_TASK BRIEF_: The entries should be given again in full. Alter nothing.

╭─ MATERIAL TO PROCESS

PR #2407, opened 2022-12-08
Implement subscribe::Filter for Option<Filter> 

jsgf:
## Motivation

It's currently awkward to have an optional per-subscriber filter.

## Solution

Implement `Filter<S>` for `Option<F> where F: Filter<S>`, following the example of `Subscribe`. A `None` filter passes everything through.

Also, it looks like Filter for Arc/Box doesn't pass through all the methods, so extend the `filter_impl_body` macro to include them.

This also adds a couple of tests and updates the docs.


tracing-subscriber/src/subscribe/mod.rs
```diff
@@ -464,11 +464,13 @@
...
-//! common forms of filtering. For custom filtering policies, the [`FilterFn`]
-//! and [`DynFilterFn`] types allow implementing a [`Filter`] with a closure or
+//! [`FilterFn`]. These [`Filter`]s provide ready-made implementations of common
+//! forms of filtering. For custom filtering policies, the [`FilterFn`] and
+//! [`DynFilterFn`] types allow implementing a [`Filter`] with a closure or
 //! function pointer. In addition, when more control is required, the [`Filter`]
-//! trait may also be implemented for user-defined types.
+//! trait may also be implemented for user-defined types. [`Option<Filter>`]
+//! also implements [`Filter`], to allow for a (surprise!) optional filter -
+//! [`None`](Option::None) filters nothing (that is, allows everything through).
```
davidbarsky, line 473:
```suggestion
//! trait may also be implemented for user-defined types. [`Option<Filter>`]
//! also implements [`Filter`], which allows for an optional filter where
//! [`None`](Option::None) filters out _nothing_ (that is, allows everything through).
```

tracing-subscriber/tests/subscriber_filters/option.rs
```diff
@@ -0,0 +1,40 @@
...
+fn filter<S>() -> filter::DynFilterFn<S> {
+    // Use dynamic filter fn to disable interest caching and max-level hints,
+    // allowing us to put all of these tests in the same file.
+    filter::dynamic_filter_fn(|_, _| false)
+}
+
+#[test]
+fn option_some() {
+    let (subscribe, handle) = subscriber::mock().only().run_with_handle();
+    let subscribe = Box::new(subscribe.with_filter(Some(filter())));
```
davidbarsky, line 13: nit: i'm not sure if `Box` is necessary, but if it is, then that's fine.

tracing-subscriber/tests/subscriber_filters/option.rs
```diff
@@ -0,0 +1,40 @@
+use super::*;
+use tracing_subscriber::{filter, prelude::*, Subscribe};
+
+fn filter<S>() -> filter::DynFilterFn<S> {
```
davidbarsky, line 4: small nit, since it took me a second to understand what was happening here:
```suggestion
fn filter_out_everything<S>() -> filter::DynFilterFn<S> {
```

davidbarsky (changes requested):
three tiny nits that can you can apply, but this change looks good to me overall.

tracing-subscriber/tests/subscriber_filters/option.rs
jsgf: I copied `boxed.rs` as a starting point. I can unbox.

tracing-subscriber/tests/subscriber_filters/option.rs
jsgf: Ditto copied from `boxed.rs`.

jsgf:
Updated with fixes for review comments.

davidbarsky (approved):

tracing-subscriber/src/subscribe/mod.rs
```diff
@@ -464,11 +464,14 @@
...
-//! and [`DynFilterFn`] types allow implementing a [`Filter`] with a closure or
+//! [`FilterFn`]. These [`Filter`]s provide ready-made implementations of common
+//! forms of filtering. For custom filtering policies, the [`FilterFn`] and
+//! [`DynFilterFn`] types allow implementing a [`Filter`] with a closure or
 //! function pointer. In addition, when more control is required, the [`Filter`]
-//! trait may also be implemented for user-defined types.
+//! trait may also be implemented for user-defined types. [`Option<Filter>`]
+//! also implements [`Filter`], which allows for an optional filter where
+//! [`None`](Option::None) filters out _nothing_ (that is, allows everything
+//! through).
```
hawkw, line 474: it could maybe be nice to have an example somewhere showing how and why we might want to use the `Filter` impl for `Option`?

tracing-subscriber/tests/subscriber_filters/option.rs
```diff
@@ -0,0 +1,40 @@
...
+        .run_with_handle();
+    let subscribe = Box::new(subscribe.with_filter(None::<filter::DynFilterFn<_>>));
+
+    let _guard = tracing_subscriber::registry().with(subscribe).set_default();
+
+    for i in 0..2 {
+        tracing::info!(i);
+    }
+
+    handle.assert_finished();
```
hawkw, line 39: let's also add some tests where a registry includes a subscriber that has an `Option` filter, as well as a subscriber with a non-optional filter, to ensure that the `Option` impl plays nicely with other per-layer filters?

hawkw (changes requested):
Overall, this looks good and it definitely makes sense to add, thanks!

╰─

_EXPECTED ANSWER_:
PR #2407, opened 2022-12-08
Implement subscribe::Filter for Option<Filter> 

jsgf:
## Motivation

It's currently awkward to have an optional per-subscriber filter.

## Solution

Implement `Filter<S>` for `Option<F> where F: Filter<S>`, following the example of `Subscribe`. A `None` filter passes everything through.

Also, it looks like Filter for Arc/Box doesn't pass through all the methods, so extend the `filter_impl_body` macro to include them.

This also adds a couple of tests and updates the docs.


tracing-subscriber/src/subscribe/mod.rs
```diff
@@ -464,11 +464,13 @@
...
-//! common forms of filtering. For custom filtering policies, the [`FilterFn`]
-//! and [`DynFilterFn`] types allow implementing a [`Filter`] with a closure or
+//! [`FilterFn`]. These [`Filter`]s provide ready-made implementations of common
+//! forms of filtering. For custom filtering policies, the [`FilterFn`] and
+//! [`DynFilterFn`] types allow implementing a [`Filter`] with a closure or
 //! function pointer. In addition, when more control is required, the [`Filter`]
-//! trait may also be implemented for user-defined types.
+//! trait may also be implemented for user-defined types. [`Option<Filter>`]
+//! also implements [`Filter`], to allow for a (surprise!) optional filter -
+//! [`None`](Option::None) filters nothing (that is, allows everything through).
```
davidbarsky, line 473:
```suggestion
//! trait may also be implemented for user-defined types. [`Option<Filter>`]
//! also implements [`Filter`], which allows for an optional filter where
//! [`None`](Option::None) filters out _nothing_ (that is, allows everything through).
```

tracing-subscriber/tests/subscriber_filters/option.rs
```diff
@@ -0,0 +1,40 @@
...
+fn filter<S>() -> filter::DynFilterFn<S> {
+    // Use dynamic filter fn to disable interest caching and max-level hints,
+    // allowing us to put all of these tests in the same file.
+    filter::dynamic_filter_fn(|_, _| false)
+}
+
+#[test]
+fn option_some() {
+    let (subscribe, handle) = subscriber::mock().only().run_with_handle();
+    let subscribe = Box::new(subscribe.with_filter(Some(filter())));
```
davidbarsky, line 13: nit: i'm not sure if `Box` is necessary, but if it is, then that's fine.

tracing-subscriber/tests/subscriber_filters/option.rs
```diff
@@ -0,0 +1,40 @@
+use super::*;
+use tracing_subscriber::{filter, prelude::*, Subscribe};
+
+fn filter<S>() -> filter::DynFilterFn<S> {
```
davidbarsky, line 4: small nit, since it took me a second to understand what was happening here:
```suggestion
fn filter_out_everything<S>() -> filter::DynFilterFn<S> {
```

davidbarsky (changes requested):
three tiny nits that can you can apply, but this change looks good to me overall.

tracing-subscriber/tests/subscriber_filters/option.rs
jsgf: I copied `boxed.rs` as a starting point. I can unbox.

tracing-subscriber/tests/subscriber_filters/option.rs
jsgf: Ditto copied from `boxed.rs`.

jsgf:
Updated with fixes for review comments.

davidbarsky (approved):

tracing-subscriber/src/subscribe/mod.rs
```diff
@@ -464,11 +464,14 @@
...
-//! and [`DynFilterFn`] types allow implementing a [`Filter`] with a closure or
+//! [`FilterFn`]. These [`Filter`]s provide ready-made implementations of common
+//! forms of filtering. For custom filtering policies, the [`FilterFn`] and
+//! [`DynFilterFn`] types allow implementing a [`Filter`] with a closure or
 //! function pointer. In addition, when more control is required, the [`Filter`]
-//! trait may also be implemented for user-defined types.
+//! trait may also be implemented for user-defined types. [`Option<Filter>`]
+//! also implements [`Filter`], which allows for an optional filter where
+//! [`None`](Option::None) filters out _nothing_ (that is, allows everything
+//! through).
```
hawkw, line 474: it could maybe be nice to have an example somewhere showing how and why we might want to use the `Filter` impl for `Option`?

tracing-subscriber/tests/subscriber_filters/option.rs
```diff
@@ -0,0 +1,40 @@
...
+        .run_with_handle();
+    let subscribe = Box::new(subscribe.with_filter(None::<filter::DynFilterFn<_>>));
+
+    let _guard = tracing_subscriber::registry().with(subscribe).set_default();
+
+    for i in 0..2 {
+        tracing::info!(i);
+    }
+
+    handle.assert_finished();
```
hawkw, line 39: let's also add some tests where a registry includes a subscriber that has an `Option` filter, as well as a subscriber with a non-optional filter, to ensure that the `Option` impl plays nicely with other per-layer filters?

hawkw (changes requested):
Overall, this looks good and it definitely makes sense to add, thanks!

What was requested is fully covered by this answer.